Fiji’s agriculture sector contributes approximately 9% to the country’s GDP, which is valued at FJ$764 million (FJ$1~US$0.45), and it is primarily driven by key crops such as sugarcane, roots and tubers, horticulture, and kava. This sector supports around 84,000 farmers who represent ~28% of the total workforce and cultivate ~195,000 ha of land across Fiji’s main islands of Viti Levu and Vanua Levu. The majority of soils used for cropping in Fiji are prone to acidification [1] through natural processes (e.g., leaching), and it may be accelerated by farming practices due to insufficient replenishment of cations (importantly, calcium and magnesium) removed with each harvest [2,3]. Soil acidity has, for long, been a significant constraint to crop production in Fiji [4,5], which makes it challenging for farmers to appropriately manage crop nutrition [6,7]. Lack of awareness of this problem and knowledge of how to address it [8] has led to increased reliance on the use of synthetic fertilizers to correct perceived soil fertility issues with limited success and at the expense of reduced productivity. This approach has further compounded the problem, as commonly used fertilizers such as urea and di-ammonium phosphate (which have an acidic reaction) are reported to exacerbate longer-term soil acidity [9]. By contrast, correction of soil pH to near-neutral values is known to improve availability and uptake of essential plant nutrients, thus reducing the need for applied fertilizer (equally, improving fertilizer-use efficiency).

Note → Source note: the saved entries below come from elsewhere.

PR #34, opened 2018-07-09
swagger:Updated hos_logs response to include remarks in the return body

mnn-agarwal:
Verified on editor.swagger.io

### DIFF
--- a/swagger.json
+++ b/swagger.json
@@ -3267,8 +3267,8 @@
                             },
                             "remark":{
                                 "type": "string",
-                                "description": "Remarks associated with the log entry.",
-                                "example": "Foo Bar"
+                                "description": "Remark associated with the log entry.",
+                                "example": "Lunch Break"
                             }
                         }
                     }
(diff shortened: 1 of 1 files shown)


swagger.json
```diff
@@ -3264,6 +3264,11 @@
                                 "type": "string",
                                 "description": "Name of location at which the log was recorded.",
                                 "example": "McLean Site A"
+                            },
+                            "remark":{
+                                "type": "string",
+                                "description": "Remarks associated with the log entry.",
+                                "example": "Foo Bar"
```
silverspace: Let's use a more realistic example here, such as "Lunch break".

swagger.json
```diff
@@ -3264,6 +3264,11 @@
                                 "type": "string",
                                 "description": "Name of location at which the log was recorded.",
                                 "example": "McLean Site A"
+                            },
+                            "remark":{
+                                "type": "string",
+                                "description": "Remarks associated with the log entry.",
```
silverspace: Could we use "Remark" instead of "Remarks", to keep the plurality consistent with the key name?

A cost-effective and technically feasible alternative to fertilizer is to promote the use of cheaper agricultural lime to correct soil acidity, as the first step to manage soil fertility, after which application of inorganic fertilizers or organic amendments, or a combination of both sources, can be used to improve soil fertility [10,11]. Soil pH can be used as an indicator of soil acidity; however, the determination of total acidity of soil (that is, exchangeable acidity plus residual acidity) is needed for the estimation of the lime application rate. Total acidity can be determined by titration of a soil suspension in a salt solution to a reference pH using a strong base or the incremental addition of lime [12]. Previous studies in Fiji have shown that the financial return from soil application of lime is likely to be positive and that it depends on the extent of soil acidity, the crop’s susceptibility to low soil pH, and the lime application rate [13,14]. Maize, root, tuber, and vegetable crops, as well as sugarcane grown on acidic soils, are often responsive to upward adjustments in soil pH [15,16]. Generally, the use efficiency of applied nutrients increases when crops are grown in soils with near-neutral pH (crop response to fertilizer and its conversion to harvestable biomass improves as soil pH approaches neutrality) [17,18,19]. Therefore, the amount of fertilizer required for a target yield, and the associated fertilizer cost, may be proportionally reduced through correction of soil pH. Despite soil pH testing being relatively simple, the vast majority of farmers in Fiji do not routinely monitor it [20].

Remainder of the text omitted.